> _Problem details_
Report back every line in the data that includes the string "destpath".

━━━━━ Record extracts

PR #1680, opened 2024-04-11
Ensure file permissions are set appropriately when untarring archives during autoupdate

RebeccaMahany:
Replaces kolide/kit's `UntarBundle` with a new implementation that creates files with sanitized permissions, ensuring that group/public will never have write access to the autoupdate as it's being extracted.


ee/tuf/library_manager.go
```diff
@@ -249,6 +250,87 @@ func (ulm *updateLibraryManager) moveVerifiedUpdate(binary autoupdatableBinary,
...
+func sanitizeExtractPath(filePath string, destination string) error {
+	destpath := filepath.Join(destination, filePath)
+	if !strings.HasPrefix(destpath, filepath.Clean(destination)+string(os.PathSeparator)) {
+		return fmt.Errorf("illegal file path %s", filePath)
+	}
+	return nil
+}
+
+// Allow owner read/write/execute, and only read/execute for all others.
+const allowedPermissionBits fs.FileMode = fs.ModeType | 0755
```
directionless, line 309: nice

PR #1682, opened 2024-04-18
Fix command exec's `WithUid` (RunAsUser) when running as self

Micah-Kolide:
I've been trying to test my new check that uses the `kolide_brew_upgradeable` table, when I kept hitting an issue in Live Query where all devices returned no results. I could easily get results locally, so I wasn't sure what was going on.

After more testing locally, I saw the error `fork/exec /opt/homebrew/bin/brew: operation not permitted`, and after some digging online I came to this [post](https://walac.github.io/golang-patch/).

Basically the syscall `SYS_SETGROUPS` requires elevated permissions, so a non-root user attempting to set the groups causes an `EPERM` error. There is a fix inside the `Credential` structure: `NoSetGroups`, but I figured since we are already running as the user, we can just early exit instead of adding that flag.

━━━━━━━━━━

> _Written solution_
+	destpath := filepath.Join(destination, filePath)
+	if !strings.HasPrefix(destpath, filepath.Clean(destination)+string(os.PathSeparator)) {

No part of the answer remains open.